Good shit, best of luck to Drew in this.


----------



## Forresterc (Sep 10, 2010)

Disgusting. I can't believe such losers exist


----------



## eventhetrees (Sep 10, 2010)

Jay Jay said:


> Drewsif and I were up until 6 last night sending Larry and Andrew messages regarding the copyright infringement, among other things. Drewsif also sent messages to each band that Signs was promoting themselves to, notifying them of their plagiarism. So far Drewsif and I, as well as another of our friends have reported their page to MySpace.
> 
> Thanks for all the support guys. I know Drewsif really appreciates it.



 Good to hear man!



ibanez_6784 said:


> honestly, i would do that as well
> only to hopefully see those guys get trampled
> 
> onstage
> ...



If they don't smarten up soon enough, this needs to happen.

I'm sure everyone in this thread would be on board! haha!


----------



## lucasreis (Sep 10, 2010)

I remember when people at least changed the tuning and/or the key when stealing a riff, and mixed other different riffs in, and even recorded them in a different manner. It was steal stealing, but it was way less worse.

Now people will just take an instrumental song and growl on it? Gross. I hope those fuckers pay for what they've done.


----------



## Rev2010 (Sep 10, 2010)

lucasreis said:


> I remember when people at least changed the tuning and/or the key when stealing a riff, and mixed other different riffs in, and even recorded them in a different manner. It was steal stealing, but it was way less worse.



Oooh, you mean like Metallica? Yeah I know what you mean lol. Funny how Metallica actually admitted in an interview they ripped another unknown band off by stealing their riff.

This whole thing pisses me off dramatically. For one, how can these guys expect to 100% reproduce this when needed (ie. live)?? If they can play well enough to then how come they couldn't write their own shit? Second, with the internet and forums like this and others how did they think they would get away with it? Three, why even bother... is it that hard to write?? And why take the chance of serious legal action? You don't even have to be famous to win tons of cash in cases like this. Lawyers claim all sorts of bullshit damages and list them as being worth waaay more than they are in reality. We've all seen it. Just 100% dogshit LaMeZoRzx!!!!!!

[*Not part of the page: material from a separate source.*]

PR #3348, opened 2024-12-03
feat(website, backend, prepro)!: Update error schema with input and output metadata field names

anna-parker:
resolves #

preview URL: https://update-error-schema-anya.loculus.org/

**EDIT - on a side note it also really pisses me off when someone says a riff you wrote sounds ripped off and cite some unknown band you've never even fucking heard of. Sometimes it's like, "Well it's a guitar, there are bound to be many many similar riffs with all the people out there playing the fucking things" lol. I know this is totally irrelevant to this blatant ripoff here - just sayin'.


Rev.


----------



## lava (Sep 10, 2010)

So, how did you find these guys in the first place? I like to think my music is good enough to plagiarize , but it doesn't seem likely that I'd ever run into said plagiarized material. Did somebody else alert you to this?


----------



## Jay Jay (Sep 10, 2010)

Somebody posted it to his facebook asking if he was in this band. I saw it and knew immediately that it wasn't him because 1.) I'm in a band with Drewsif, and 2.) We don't use DSME stuff.


----------



## habicore_5150 (Sep 10, 2010)

lava said:


> So, how did you find these guys in the first place? I like to think my music is good enough to plagiarize , but it doesn't seem likely that I'd ever run into said plagiarized material. Did somebody else alert you to this?



odds are, either he might have been band surfing (something i'd need to get back into doing) and came upon these guys
or like you said, someone told him about this


----------



## Necris (Sep 10, 2010)

Their page has been taken down, good work guys.


----------



## getaway_fromme (Sep 10, 2010)

Great job everyone! I sent my complaint


----------



## Rev2010 (Sep 10, 2010)

Niiiice!! 



Rev.


----------



## dooredge (Sep 10, 2010)

How anyone can justify to themselves that ripping off someone's riffs is cool or even acceptable is amazing. Glad those dicks were dealt w/ so quickly by myspace. Just another reason to hate Michigan!


----------



## Nonservium (Sep 10, 2010)

What was amusing to me is that they had pics of themselves jamming out with 6 strings. That first song they ripped off from Drew on an 8 string Agile wasn't it? Shit was mad low and they are too damned dumb to even cover that end. I'm glad that shit got taken down.


----------



## eventhetrees (Sep 10, 2010)




----------



## josh pelican (Sep 10, 2010)

eventhetrees said:


> I'm sure everyone in this *thread *would be on *board*! haha!



LOL INTERWEB PUNS


----------



## Eptaceros (Sep 10, 2010)

I wonder if these guys have a subforum or anything...that should be raided to no end.


----------



## Jay Jay (Sep 10, 2010)

Thanks for all your help guys! Just discovered myself that their MySpace is down!
Drewsif thanks you all as well, and he'll be back in like a week, haha


----------



## missmaster (Sep 10, 2010)

i understand that this is wrong and bad what happened, but i know the band SIGNS personally, and this negative attention isn't deserved for all of the members. 
the two members had this profile as a side project for almost a year, and one of them moved to a different state last month.
he sent these "tracks" that he had written to the vocalist and told him to put vocals on them, which he did. then he uploaded them to the page.
so you guys talking shit about the michigan guy for doing this is really stupid, especially when you don't know the whole story. 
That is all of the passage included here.